The layers of Hannah’s personal story begin to unfold. She explains her reason for needing to quit — because the art of comedy, requiring only two parts, a beginning and a middle (or a setup and a punch-line) is inadequate in telling her story. In order to tell her story a third part is needed — an endpoint beyond the punch-line. Gadsby reveals that by telling her ‘coming out’ story through comedy, ‘I froze an incredibly formative experience at its trauma point and I sealed it off into jokes’. In doing so, she sacrifices humility for humiliation, and that is a path she can no longer take.
There is a serious, more dignified tone to the show from here on out as Gadsby dives into a range of subjects including gender, sexuality, mental illness, and high art and its inextricable link to power — but humour is sprinkled throughout to ease the tension of the room and keep the audience firmly on her side (while also a little rattled). On the topic of women being depicted in classical art as either ‘virgins’ or ‘whores’ the unabashedly-lesbian Gadsby supposes, ‘on a technicality, I’d get virgin’; and after urging the straight white men (as the traditional holders of power) of the audience to ‘pull your f**king socks up’, she quips ‘how humiliating: fashion advice from a lesbian’. Gadsby straddles the line between solemn and funny with a fierceness that is impossible to divert your attention from.

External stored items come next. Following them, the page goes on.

PR #28065, opened 2023-08-27
Update value-accessor.ts

JustwellSolets:
Optimized getClasses method

Issue number: #

---------

In the given scenario, a variable is utilized to store classes. The process involves employing a basic "for" loop with an indexing variable "i". Within the loop, an "if" condition is employed, and if the condition evaluates to true, the corresponding class is stored. Finally, the processed classes are returned.

## What is the new behavior?
To achieve the desired outcome, JavaScript's native "filter" feature is employed to filter out the relevant classes, followed by using "map" to make modifications according to the intended results. Finally, the processed classes are returned.

-
-
-

- [ ] Yes
- [*] No

### DIFF
--- a/packages/angular/src/directives/control-value-accessors/value-accessor.ts
+++ b/packages/angular/src/directives/control-value-accessors/value-accessor.ts
@@ -128,15 +128,7 @@ export const setIonicClasses = (element: ElementRef): void => {
 };
 
 const getClasses = (element: HTMLElement) => {
-  const classList = element.classList;
-  const classes = [];
-  for (let i = 0; i < classList.length; i++) {
-    const item = classList.item(i);
-    if (item !== null && startsWith(item, 'ng-')) {
-      classes.push(`ion-${item.substring(3)}`);
-    }
-  }
-  return classes;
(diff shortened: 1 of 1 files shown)


sean-perkins:
Hello @JustwellSolets is there a bug or issue you are experiencing? If so, can you please link the appropriate issue?

JustwellSolets:
There is no issue assigned with it. I was just exploring the code and suddenly I found that.

sean-perkins:
I appreciate the contribution, but changing code should be the result of a desired outcome. Otherwise it is difficult to reason why a refactor or change in functionality occurred. 

This approach moves to using [`startsWith`](https://developer.mozilla.org/en-US/docs/Web/JavaScript/Reference/Global_Objects/String/startsWith) vs. the [local utility](https://github.com/ionic-team/ionic-framework/blob/756bbcfa3f521a82e733d89ed6196f9fc060f4f5/packages/angular/src/directives/control-value-accessors/value-accessor.ts#L140-L142) and leaves an unused function as a result. Additionally, there is not a measurable performance tradeoff from either approach. As a result, I'm going to close this PR for now.

PR #28068, opened 2023-08-28
feat(textarea): support dynamic type

mapsandapps:
Issue number: N/A

---------

ion-textarea does not support dynamic type

## What is the new behavior?

- ion-textarea does support dynamic type

- [ ] Yes
- [x] No

## Other information

Mostly, dynamic type for textarea was already supported. Only the bottom-content had a static size. All other font sizes were all already relative. 

Note: Textareas do not currently look correct when they are in an item, because #27989 has not yet merged. Once that PR is merged, the font sizes within textareas will be relative to the item sizes, and both will scale appropriately. If preferred, I can base this PR off branch FW-4432 instead.


liamdebeasi (approved):
Great job!

PR #28073, opened 2023-08-29
feat(toolbar): support dynamic type

liamdebeasi:
Issue number: N/A

---------

Most of the work to support dynamic type has been handled in individual components such as `ion-title`, `ion-button`, and `ion-back-button`. However, I noticed two issues:

1. Searchbars in toolbars do not scale with dynamic type.
2. Toolbar has code that targets an improper usage of `ion-back-button`. The following code set the height of the `ion-back-button` when used in a toolbar with a searchbar: https://github.com/ionic-team/ionic-framework/blob/01fc9b45116f7ad6ddc56c7fb1535dec798c2b3a/core/src/components/toolbar/toolbar.ios.scss#L51-L53

However, this code should never apply because `ion-back-button` should be slotted inside of `ion-buttons` not `ion-back-button`. Slotting `ion-back-button` directly inside of `ion-toolbar` causes the back button and searchbar to appear on different lines.

## What is the new behavior?

- Updated searchbar to scale in a toolbar
- Added test for new searchbar behavior
-  Removed code targeting improper usage

- [ ] Yes
- [x] No


mapsandapps (approved):
It took me a while to figure out that none of the weird things I'm seeing with toolbars are actually related to the toolbar styles. It looks like this PR has all that's needed for the toolbar itself 👍🏻

PR #28075, opened 2023-08-29
feat(checkbox, radio, toggle, range): stacked labels for form controls

### LINKED ISSUE #27229: feat: stacked labels for form controls

thetaPC:
Issue number: resolves #27229 

---------

Checkbox, radio, toggle, and range do not allow labels to be stacked.

## What is the new behavior?

- Checkbox can stack the label on top of the control and adjust the alignment.
   - New prop `align` was added with `center` as the default[^1]
   - New `label-placement` value was added
   - Snapshots were added
- Radio can stack the label on top of the control and adjust the alignment.
   - New prop `align` was added with `center` as the default[^1]
   - New `label-placement` value was added
   - Snapshots were added
- Toggle can stack the label on top of the control and adjust the alignment.
   - New prop `align` was added with `center` as the default[^1]
   - New `label-placement` value was added
   - Snapshots were added
- Range can stack the label on top of the control and adjust the alignment.
   - New `label-placement` value was added
   - Alignment cannot be changed. The label will be on the left side when LTR and right when RTL.
   - Snapshots were added, padding was added to the container to prevent the knob from being cut off

[^1]: `center` is being used because `align-items="center"` was the original style prior to the implementation. Otherwise, the label will not line up correctly on default. For example, the checkbox for iOS will shift the label to the top left corner when `align` defaulted to `start`.[^2] This shift happens because the input is larger than the label, making the alignment obvious. But this is not correct, the label must be centered vertically as the default to prevent breaking changes to the current visualizations.
[^2]: Screenshot 2023-08-17 at 4 51 36 PM 

- [ ] Yes
- [x] No

## Other information

[Original PR](https://github.com/ionic-team/ionic-framework/pull/28021)

- Recommendation: Use the file filter during the PR review to filter out images. It'll make it easier to review code.
- Associated [PR](https://github.com/ionic-team/ionic-docs/pull/3097) to update `ion-docs`


core/src/components/toggle/toggle.tsx
```diff
@@ -115,6 +116,13 @@ export class Toggle implements ComponentInterface {
    */
   @Prop() justify: 'start' | 'end' | 'space-between' = 'space-between';
 
+  /**
+   * How to pack the label and control along the cross axis.
+   * `"start"`: The label and control will appear at the top of the container.
+   * `"center"`: The label and control will appear at the center of the container.
+   */
+  @Prop() align: 'start' | 'center' = 'center';
```
liamdebeasi, line 124: We're going to need to name this something other than `align` because it collides with the global deprecated `align` attribute: https://developer.mozilla.org/en-US/docs/Web/HTML/Attributes. The `align` attribute is going to cause the text inside of the label container to be centered.

Maybe we can call this `alignment`? Open to other ideas from the team.

liamdebeasi: You'll also notice that long labels are no longer centered within their container. We're currently discussing the best path forward for this on Slack.

core/src/components/toggle/toggle.tsx
```diff
@@ -115,6 +116,13 @@ export class Toggle implements ComponentInterface {
    */
   @Prop() justify: 'start' | 'end' | 'space-between' = 'space-between';
 
+  /**
+   * How to pack the label and control along the cross axis.
```
liamdebeasi, line 120: Can we update this comment (and ditto for other components) that this only applies when the label and control are on separate lines such as when using `labelPlacement="stacked"`?

core/src/components/toggle/toggle.tsx
```diff
@@ -90,8 +90,9 @@ export class Toggle implements ComponentInterface {
    * `"start"`: The label will appear to the left of the toggle in LTR and to the right in RTL.
    * `"end"`: The label will appear to the right of the toggle in LTR and to the left in RTL.
    * `"fixed"`: The label has the same behavior as `"start"` except it also has a fixed width. Long text will be truncated with ellipses ("...").
+   * `"stacked"`: The label will appear above the toggle regardless of the direction. The alignment of the label can be controlled with the `align` property.
```
liamdebeasi, line 93: Don't forget to update this to reference "alignment" instead of "align" (or whatever name we decide on)

liamdebeasi (approved):
The implementation of this is really good! We'll need to choose a different property name than `align` since it conflicts with a global deprecated attribute.

Feel free to add me for another review, but once my comments are addressed I think this is good to go.

core/src/components/toggle/toggle.tsx
thetaPC: `alignment` works for me. And based on the Slack thread, no changes will be needed for centering.

core/src/components/checkbox/checkbox.tsx
```diff
@@ -95,6 +96,13 @@ export class Checkbox implements ComponentInterface {
    */
   @Prop() justify: 'start' | 'end' | 'space-between' = 'space-between';
 
+  /**
+   * How to control the alignment of the checkbox and label on the cross axis.
+   * `"start"`: The label and control will appear at the top of the container.
```
amandaejohnston, line 101: "Top of the container" is a little misleading since it's only true for non-stacked label placements. Maybe something like "start of the cross axis"? Or "left side of the cross axis on LTR, or right side on RTL"? (Ditto for the other components.)

amandaejohnston (approved):
LGTM once my comment is addressed 👍

core/src/components/checkbox/checkbox.scss
```diff
@@ -248,6 +267,24 @@ input {
   max-width: 200px;
 }
 
+// Label Placement - Stacked
+// ----------------------------------------------------------------
+
+  /**
+  * Label is on top of the checkbox.
+  */
+  :host(.checkbox-label-placement-stacked) .checkbox-wrapper {
```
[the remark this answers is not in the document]
thetaPC: Thanks! Lint doesn't seem to catch it.

core/src/components/range/range.scss
```diff
@@ -308,3 +308,24 @@
...
+// Range Label Placement - Stacked
+// ----------------------------------------------------------------
+
+/**
+ * Label is on top of the range.
+ */
+:host(.range-label-placement-stacked) .range-wrapper {
+  flex-direction: column;
+
+  align-items: normal;
```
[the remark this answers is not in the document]
thetaPC: I went with `normal` because it's the default value for `align-items`. I'll switch it over to prevent any changes based on layout mode.

liamdebeasi (approved):

PR #28086, opened 2023-08-30
test(toggle): migrate to toHaveScreenshot

liamdebeasi:
Issue number: N/A

---------

Several tests for this component are still using Playwright's old `toMatchSnapshot` assertion. It's now recommended to use the newer `toHaveScreenshot` assertion. This new assertion reduces the size of each screenshot and brings anti-flake improvements such as disabling animations by default.

We previously migrated most of our codebase to use `toHaveScreenshot`, but it looks like we missed the tests that were written during the development of Ionic 7 in a separate branch off `main`.

## What is the new behavior?

- Migrate component tests to use `toHaveScreenshot`.

Note: There should be no layout changes to any of the screenshots. The only difference between the old and new screenshots should be image and file size.

- [ ] Yes
- [x] No


thetaPC (approved):
LGTM

PR #28474, opened 2023-11-06
refactor(angular): action sheet provider imports correct instance from core

liamdebeasi:
Issue number: N/A

---------

## What is the new behavior?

In the explosive closing minutes, Gadsby touches on some deeply personal traumatic events from her past but clarifies that she is not a victim, but simply a woman with a story that holds value — a story worthy of being told. It leads to a powerful crescendo, with Gadsby reconciling that ‘laughter is not our medicine, stories hold our cure’. Holding back tears, the typically stoic comedian politely waves and exits the stage to a loud standing ovation. You just might find yourself a little teary-eyed too.
If this is indeed her retirement from comedy, what a way to go out! (Although recent statements suggest that the overwhelmingly positive response to Nanette may compel her to reconsider.) Either way, I have a feeling that we will be hearing plenty more of the name Hannah Gadsby; however, she chooses to tell her story.